Negativ ist: Minderheitsaktionäre sitzen nicht am Steuer. Bei Familienholdings besteht immer das Risiko, dass Entscheidungen nicht primär auf kurzfristige Maximierung des Aktienkurses ausgerichtet sind. Dazu gehören konservative Ausschüttungen, komplexe konzerninterne Beziehungen, Beteiligungsrabatte, teure Zukunftsinvestitionen oder Transaktionen, die strategisch sinnvoll sein mögen, aber für außenstehende Aktionäre schwer zu bewerten sind. Bei LG Corp kommt zusätzlich der klassische Holdingabschlag hinzu: Du kaufst nicht direkt die operativen Assets, sondern einen kontrollierten Beteiligungskorb.
Ein weiterer Punkt ist die südkoreanische Erbschaftsteuer. Südkorea hat sehr hohe Erbschaftsteuern; bei großen Familienunternehmen kann das Nachfolgeentscheidungen, Aktienverkäufe, Dividendenbedarf und Umstrukturierungen beeinflussen.

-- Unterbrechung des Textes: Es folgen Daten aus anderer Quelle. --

PR #451, opened 2026-07-27
test: add ut for release-0.3

lszskye:
### Purpose

This change improves reader correctness and expands coverage for several previously untested paths.

- Make asynchronous union global-index tasks own their actions and predicate arguments, avoiding dangling references when an earlier task throws while other tasks remain queued.
- Align streaming `$binlog` behavior by packing adjacent `UPDATE_BEFORE` and `UPDATE_AFTER` records into one list-valued update event.
- Avoid adding `_VALUE_KIND` twice when constructing no-merge read schemas.
- Fix `$files` statistics projection for partitioned partial writes by mapping statistics only to columns physically written to the data file.
- Add coverage for bucket selection, Hive smallint hashing, list aggregation, compaction rewrites, eager deletion-file generation, index partition filtering, and manifest cleanup after failures.

### Tests
- deferred asynchronous union-index tasks after an earlier task throws
- streaming binlog update packing within and across batches
- unmatched `UPDATE_BEFORE` handling
- binlog sequence-number schema
- partitioned partial-write statistics in `$files`
- default, Hive, and MOD bucket selection
- Hive smallint bucket compatibility
- listagg distinct mode with an empty delimiter
- full-compaction file rewrites
- eager deletion-vector generation
- partition-filtered index manifest reads
- cleanup of newly generated manifest files after merge failure


src/paimon/core/table/system/audit_log_system_table.cpp
```diff
@@ -141,23 +213,53 @@ class ChangelogBatchReader : public BatchReader {
...
-        PAIMON_RETURN_NOT_OK_FROM_ARROW(builder.Reserve(value_kind_array->length()));
-        for (int64_t i = 0; i < value_kind_array->length(); ++i) {
-            if (value_kind_array->IsNull(i)) {
+        PAIMON_RETURN_NOT_OK_FROM_ARROW(builder.Reserve(row_group_lengths.size()));
+        int64_t offset = 0;
+        for (int32_t row_group_length : row_group_lengths) {
+            int64_t rowkind_index = offset + row_group_length - 1;
+            if (value_kind_array->IsNull(rowkind_index)) {
                 PAIMON_RETURN_NOT_OK_FROM_ARROW(builder.AppendNull());
-                continue;
```
lxy-9602, line 156: In what scenario can `value_kind_array` be null?

src/paimon/core/table/system/audit_log_system_table.cpp
```diff
@@ -186,17 +290,38 @@ class ChangelogTableRead : public TableRead {
...
     }
 
     Result<std::unique_ptr<BatchReader>> CreateReader(
         const std::shared_ptr<Split>& split) override {
-        std::vector<std::shared_ptr<Split>> splits = {split};
-        return CreateReader(splits);
+        PAIMON_ASSIGN_OR_RAISE(std::unique_ptr<BatchReader> reader,
+                               data_read_->CreateReader(split));
+        bool pack_update_before_after = false;
+        if (converter_->PackUpdateBeforeAfter()) {
```
lxy-9602, line 322: Could you clarify how the `CreateReader` logic is related to the number of splits?

src/paimon/core/table/system/metadata_system_tables.cpp
```diff
@@ -348,6 +347,42 @@ Result<std::vector<std::string>> RowValueStrings(const std::vector<DataField>& f
...
+    partition_fields.reserve(table_schema->PartitionKeys().size());
+    for (const auto& partition_key : table_schema->PartitionKeys()) {
+        PAIMON_ASSIGN_OR_RAISE(DataField field, table_schema->GetField(partition_key));
+        partition_fields.push_back(std::move(field));
+    }
+    PAIMON_ASSIGN_OR_RAISE(std::vector<std::string> partition_values,
+                           RowValueStrings(partition_fields, partition));
+
+    size_t length = std::min(partition_fields.size(), partition_values.size());
+    for (size_t i = 0; i < length; ++i) {
```
lxy-9602: In what cases can the numbers of `partition_fields` and `partition_values` be different?

src/paimon/core/table/system/system_table_test.cpp
```diff
@@ -51,6 +59,32 @@ Result<std::shared_ptr<TableSchema>> CreateTableSchemaForTest(
     return std::shared_ptr<TableSchema>(std::move(table_schema));
 }
 
+class ArrayBatchReader : public BatchReader {
+ public:
```
lxy-9602: Why not use `MockFileBatchReader`？

src/paimon/core/table/system/system_table_test.cpp
```diff
@@ -68,6 +102,97 @@ TEST(SystemTableTest, TestChangelogArrowSchemaReturnsInvalidOptions) {
...
+        ASSERT_OK_AND_ASSIGN(BatchReader::ReadBatch batch, reader->NextBatch());
+        if (BatchReader::IsEofBatch(batch)) {
+            break;
+        }
+        auto& [c_array, c_schema] = batch;
+        arrow::Result<std::shared_ptr<arrow::Array>> output_result =
+            arrow::ImportArray(c_array.get(), c_schema.get());
+        ASSERT_TRUE(output_result.ok()) << output_result.status().ToString();
+        output_batches.push_back(std::move(output_result).ValueOrDie());
+    }
```
lxy-9602: Why not use `ReadResultCollector`?

src/paimon/core/table/system/audit_log_system_table.cpp
lszskye: Keeping the original call direction would result in infinite recursion:
CreateReader(single split)
  -> CreateReader(vector of splits)
    -> CreateReader(single split)
      -> ...

src/paimon/core/table/system/audit_log_system_table.cpp
lszskye: In the current scenario, value_kind_array cannot be null. This check is only a defensive safeguard.

lxy-9602 (approved):
+1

Die LG-Erben verloren 2024 auch einen Steuerstreit über die Bewertung geerbter LG-Anteile; der Kontext war eine hohe Steuerlast nach Koo Bon-moos Tod. Für Anleger ist das kein akutes operatives Problem, aber es erklärt, warum koreanische Familienkonzerne manchmal sehr spezielle Kapitalmaßnahmen, Stiftungsstrukturen oder Anteilsverschiebungen vornehmen. (Wall Street Journal)
Meine Einschätzung mit Blick auf die Aktie: Die Familienkontrolle ist bei LG eher ein stabilisierender als ein zerstörerischer Faktor. LG wirkt governance-seitig geordneter als manche andere Chaebol-Gruppen. Die Koo-Familie hat nach außen den Ruf, vergleichsweise leise, langfristig und weniger öffentlich zerstritten zu agieren. Der aktuelle Erbstreit beschädigt dieses Bild etwas, aber er hat bisher nicht zu operativer Instabilität geführt. Für LG Corp ist die Familie zentral, weil dort die Kontrolle gebündelt ist. Für LG Electronics ist der Einfluss indirekter, aber trotzdem relevant, weil LG Corp als Großaktionär und Konzernholding die Richtung vorgibt.
Für einen Aktionär heißt das: LG ist kein aktivistischer Value-Case westlicher Prägung, bei dem man schnell auf aggressive Ausschüttungen, Spin-offs oder radikale Shareholder-Return-Programme setzen sollte. Es ist eher ein kontrollierter Familienkonzern mit langfristigem Industriefokus. Das kann über 10 bis 15 Jahre gut sein, wenn die Familie Kapital vernünftig allokiert. Es kann aber auch bedeuten, dass der Markt dauerhaft einen Abschlag vergibt, weil Kontrolle, Transparenz und Minderheitsaktionärsrechte nicht auf US- oder UK-Niveau liegen.
Kurz gesagt: Die Familie Koo ist für LG eher Qualitätsmerkmal mit Governance-Abschlag. Stabilität ja. Langfristigkeit ja. Aber keine volle Gleichrichtung mit freien Aktionären. Genau deshalb würde ich LG Corp nur kaufen, wenn der Holdingabschlag und die Dividendenrendite attraktiv genug sind. LG Electronics würde ich stärker operativ bewerten; dort zählt weniger die Familiengeschichte, sondern ob Hausgeräte, HVAC, Vehicle Solutions und Plattformgeschäft die schwächeren Bereiche dauerhaft kompensieren.